Records from a data source
────────────────────
PR #753, opened 2022-11-04
Plugin locations for linux 64 bit and "ptformat" clarification

kiilerix:
Follow-up to #751 , leaving out the parts with objections.


x42:
PTformat is not clarified in  7.2-217 bb029560d1 (without using any Trademarked names)

kiilerix:
> PTformat is not clarified in 7.2-217 [bb02956](https://github.com/Ardour/ardour/commit/bb029560d1c6daffe030fe356f696578ee5297db) (without using any Trademarked names)

I guess you meant to say "is **now**"?

I agree that makes it better than before. Either way, I think the configure text also should match the menu text "Import PT session"?

But mainly, I don't get the concern about trademarked names as long as they are used fairly. I cannot imagine any problem claiming that you can read files created by a named trademarked product, as long as you don't claim to be the trademarked product. For example, LibreOffice has no problem saying "Microsoft Word" or "Apple Keynote" in the file open dialog. An Ardour already has fair use of the trademarks such as Apple and Linux. Can you elaborate on the concern?

pauldavisthefirst:
the first two (useful) commits are already in master,

PR #754, opened 2022-11-09
C++17 fixes

gonsolo:


gonsolo:
> I have addressed the first part. instead of a `register int` it should really be a `size_t`.

Thanks.

> As for the iterator, we will have to check for backwards compatibility (with gcc 6.3).

That should work: https://www.godbolt.org/z/rcnb1b7K4

x42:
Rebased and merged as 7.1-165 1cf6886775
Thank you!

PR #757, opened 2022-11-16
Fix missing glib include path.

gonsolo:


libs/surfaces/midi_surface/wscript
```diff
@@ -10,7 +10,8 @@ def options(opt):
     autowaf.set_options(opt)
 
 def configure(conf):
-    pass
+    autowaf.check_pkg(conf, 'glib-2.0', uselib_store='GLIB', atleast_version='2.73', mandatory=True)
+    autowaf.check_pkg(conf, 'glibmm-2.4', uselib_store='GLIBMM', atleast_version='2.32.0', mandatory=True)
```
kiilerix, line 14: These are already checked in the top level wscript and should thus not be necessary here. Duplicate and slightly conflicting definitions of the uselib flags could potentially be confusing. But I hope to clean that up after other wscript cleanup has landed.

kiilerix:
I wonder why glib include path is missing for you - it works fine here.

libs/surfaces/midi_surface/wscript
gonsolo: Ok, I didn't see this. I can clean this up, too.

x42:
I'm curious, does this change actually fix the problem?
Do you use a custom waf?

As @kiilerix said, this change should be a NO-OP at best.

gonsolo:
glib.h is at /usr/include/glib-2.0/glib.h under Kinetix, but GLIB is not in obj.uselib. The GLIB there should be enough then.

x42:
Nevermind.  Missed that `obj.uselib` change. That line is correct to meniton GLIB[mm]

kiilerix:
My waf is rusty, but I would assume that midi_surface would inherit this from libevoral, which could explain why it works here ... but not why it doesn't work for gonsolo.

gonsolo:
1. I added a second commit which remove the check for glib and glibmm in libs/surfaces/midi_surface/wscript. It still works.
2. libs/evoral is independent of libs/surfaces, isn't it?
3. I believe there are superfluous checks for glib and glibmm in libs/evoral/wscript.

gonsolo:
Removing the superfluous lines in libs/evoral/wscript still builds for me.

kiilerix:
>     2. libs/evoral is independent of libs/surfaces, isn't it?

yes, libs/evoral is independent of libs/surfaces, but midi_surface depends on evoral. I'm thus confused why this change is needed on your system.

>     3. I believe there are superfluous checks for glib and glibmm in libs/evoral/wscript.

Yes, there are many such superfluous checks. I have PRs pending for cleaning up wscript files, but I don't think I have added that kind of cleanup to the queue yet ;-)

x42:
Rebased and merged as 7.1-108 c3d4453bdf
Thank you!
────────────────────
Problem to solve: For the word "which", find every line in the data that holds it and copy that line.

Task result:
My waf is rusty, but I would assume that midi_surface would inherit this from libevoral, which could explain why it works here ... but not why it doesn't work for gonsolo.
1. I added a second commit which remove the check for glib and glibmm in libs/surfaces/midi_surface/wscript. It still works.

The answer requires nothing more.